To wrap up this part of the tutorial, let’s take a quick look at the .root
output file we produced. You can open and inspect as usual. The tree in it is called events
. It follows the EDM4HEP
data model. This is a common event data model for future collider experiments, or in other words, a common format convention on what information of each event is stored in the ROOT
file and how exactly. In detail the format looks like this:
If you are doing analysis, you will mostly be interested in the ReconstructedParticle
collection, which contains all objects reconstructed from the detector responses such as tracks and calorimeter clusters, with the ParticleID
collection telling us the (likely) type of particle. You can take a look at some of the raw distributions here already, to convince yourself that you actually wrote out some events, but in the next part we will use podio
to plot in a more convenient way.
Note: You have produced an EDM4HEP
file in the previous tutorial on event generation already. How is it different from the new one we produced here?
Simple plots with podio
In this part of the tutorial, we will use the podio
toolkit from the key4hep
stack to make some simple plots from the EDM4HEP
file. In a nutshell, podio
generates the code (i.e. functions to access the values) from reading the event data model definition. If you are interested in the technical details, you can read more about it here.
The event data model of EDM4HEP
is given in this .yaml
file. If you look at the block starting at l455, you can see what information we have available on our ReconstructedParticle
s.
With podio
, we can now read the file, access the tree and do a regular event loop. A template of the code needed for this is given in plotting/plot_edm4hep_template.py
.
You can use your own file from the previous step, if you produced it, or you can copy it from /user/bstapf/Topical_Lectures_March2024/future_particle_colliders_tutorial/Tutorial2_DELPHES/tutorial_output_noIso.root
or download it from here.
Task 1 Plot the number of photons and the invariant mass of the first photon pair in the event, myy. You can use utils.p4(<ReconstructedParticle>)

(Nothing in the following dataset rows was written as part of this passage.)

PR #14511, opened 2024-09-11
tests-common: Handle SSHConsoleConn being closed prematurely

matthew-soulsby:
### Description of PR

There was an issue whereby certain dut_console tests would throw an `OSError: Socket is closed` prior to the test cases being run on certain devices. 

This was caused due to the way in which, upon a successful login to the in-use console port, the device would close the connection with a `Port is in use. Closing connection...` message. 

As such, this PR adds a check during session preparation, throwing a more descriptive error in the instance a console port is blocked, so that it is easy to diagnose and resolve the issue for an affected device.

Summary:
Adds more descriptive error for a blocked console port (for dut_console tests)

### Type of change

- [ ] Bug fix

### Back port request
- [ ] 202012
- [ ] 202205
- [ ] 202305
- [x] 202311
- [x] 202405

dut_console/test_idle_timeout was failing due to the console port being blocked (on a specific device with a blocked port), but the error was a generic OSError.

#### How did you do it?
Added a more descriptive error for ease of diagnosing and resolving the issue.

Ran on the affected testbed, resulting in the new error being thrown when the device's console port is blocked.

There may be platforms which do not use the same `Port is in use. Closing connection...` message - however if such a case is encountered, it would be trivial to enhance the check to account for platform differences.

### Documentation
This is a minor enhancement, so I have not updated any documentation.

### DIFF
--- a/tests/common/connections/ssh_console_conn.py
+++ b/tests/common/connections/ssh_console_conn.py
@@ -4,6 +4,7 @@ from .base_console_conn import BaseConsoleConn, CONSOLE_SSH
 from netmiko.ssh_exception import NetMikoAuthenticationException
 from paramiko.ssh_exception import SSHException
 
+
 class SSHConsoleConn(BaseConsoleConn):
     def __init__(self, **kwargs):
         if "console_username" not in kwargs \
@@ -28,9 +29,10 @@ class SSHConsoleConn(BaseConsoleConn):
     def session_preparation(self):
         session_init_msg = self._test_channel_read()
         self.logger.debug(session_init_msg)
-        
+
         if re.search(r"Port is in use. Closing connection...", session_init_msg, flags=re.M):
-            raise PortInUseException(f"Host aborted connection, as console port '{self.username.split(':')[-1]}' is currently occupied.")
+            console_port = self.username.split(':')[-1]
+            raise PortInUseException(f"Host closed connection, as console port '{console_port}' is currently occupied.")
 
         if (self.menu_port):
             # For devices logining via menu port, 2 additional login are needed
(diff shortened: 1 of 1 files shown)


tests/common/connections/ssh_console_conn.py
```diff
@@ -26,7 +27,13 @@ def __init__(self, **kwargs):
         super(SSHConsoleConn, self).__init__(**kwargs)
 
     def session_preparation(self):
-        self._test_channel_read()
+        session_init_msg = self._test_channel_read()
+        self.logger.debug(session_init_msg)
+
+        if re.search(r"Port is in use. Closing connection...", session_init_msg, flags=re.M):
+            console_port = self.username.split(':')[-1]
+            raise PortInUseException(f"Host closed connection, as console port '{console_port}' is currently occupied.")
```
ZhaohuiS, line 35: @matthew-soulsby what's the result for case dut_console/test_idle_timeout if this exception happens? Will it capture the exception and give a more specific failed reason with pytest.fail?

matthew-soulsby: @ZhaohuiS So the exception is left uncaptured, and the way that it is displayed is as follows (extracted from the test run xml):
```xml
<error message="failed on setup with `tests.common.connections.ssh_console_conn.PortInUseException: Host aborted connection, as console port '36' is currently occupied.`">
```

All of this executes in the setup [here](https://github.com/sonic-net/sonic-mgmt/blob/9e3cc9b8394adf8ce9fa2215adec4f17d0cb7e27/tests/conftest.py#L1733), prior to the test case itself being run, so I don't believe that pytest.fail would work here, but the exception thrown provides useful information (regarding the device, port and the port being in use), along with the fact that it was the setup that failed.

Happy to make changes if there's a better way of doing it though!

ZhaohuiS (approved):
LGTM

StormLiangMS (approved):
LGTM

to retrieve the four momentum of a ReconstructedParticle
.
Task 2 Add also the distribution of number of photons before the isolation requirement, using the extra container you added in the previous part of the tutorial. How does it compare to the number of isolated photons?
Additionally, you can also plot the IsolationVar
itself, that a cut is made on during the Delphes
fast simulation. Look into the EDM4HEP
for the name of this collection, and how you can read the value of this for one photon in the event. Plot it for the isolated, as well as the non-isolated photons. What value did we cut on to define an isolated photon, can you find this back in the Delphes
card? Hint: Plotting with logarithmic y-axis is helpful here.